***** Listed entries *****

PR #967, opened 2025-10-20
unblock signup endpoint

BilalG1:
## Summary by CodeRabbit

* **New Features**
  * Sign-up accepts an optional verification callback URL and a new opt-out flag to disable email verification; when opted-out or absent, URL checks and verification emails are skipped.
  * Client APIs and runtime validation updated to forbid providing a callback URL when opting out. Sign-up now retries without a callback if a redirect URL is not whitelisted.

* **Tests**
  * End-to-end tests added for sign-up without verification and for conflicting verification settings.

### DIFF
--- a/packages/template/src/lib/stack-app/apps/implementations/client-app-impl.ts
+++ b/packages/template/src/lib/stack-app/apps/implementations/client-app-impl.ts
@@ -1862,22 +1862,22 @@ export class _StackClientAppImplIncomplete<HasTokenStore extends boolean, Projec
     this._ensurePersistentTokenStore();
     const session = await this._getSession();
     const emailVerificationRedirectUrl = options.noVerificationCallback ? undefined : options.verificationCallbackUrl ?? constructRedirectUrl(this.urls.emailVerification, "verificationCallbackUrl");
-    
+
     let result = await this._interface.signUpWithCredential(
       options.email,
       options.password,
       emailVerificationRedirectUrl,
       session
     );
-    
+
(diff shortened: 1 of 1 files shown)


packages/template/src/lib/stack-app/apps/implementations/client-app-impl.ts
```diff
@@ -1853,11 +1853,15 @@ export class _StackClientAppImplIncomplete<HasTokenStore extends boolean, Projec
...
     verificationCallbackUrl?: string,
   }): Promise<Result<undefined, KnownErrors["UserWithEmailAlreadyExists"] | KnownErrors['PasswordRequirementsNotMet']>> {
+    if (options.noVerificationCallback && options.verificationCallbackUrl) {
+      throw new StackAssertionError("verificationCallbackUrl is not allowed when noVerificationCallback is true");
+    }
     this._ensurePersistentTokenStore();
     const session = await this._getSession();
-    const emailVerificationRedirectUrl = options.verificationCallbackUrl ?? constructRedirectUrl(this.urls.emailVerification, "verificationCallbackUrl");
+    const emailVerificationRedirectUrl = options.noVerificationCallback ? undefined : options.verificationCallbackUrl ?? constructRedirectUrl(this.urls.emailVerification, "verificationCallbackUrl");
     const result = await this._interface.signUpWithCredential(
```
N2D4: if the emailVerificationRedirectUrl (or its default) is not trusted, we should set it to undefined, that way you can still sign up with the default args even if the domain is not trusted (maybe we should log an error in the console though just to let the user know)

@claude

*****

What the task asks:
Among the records above, find each line holding "apps" and list it.

Answer section:
--- a/packages/template/src/lib/stack-app/apps/implementations/client-app-impl.ts
+++ b/packages/template/src/lib/stack-app/apps/implementations/client-app-impl.ts
packages/template/src/lib/stack-app/apps/implementations/client-app-impl.ts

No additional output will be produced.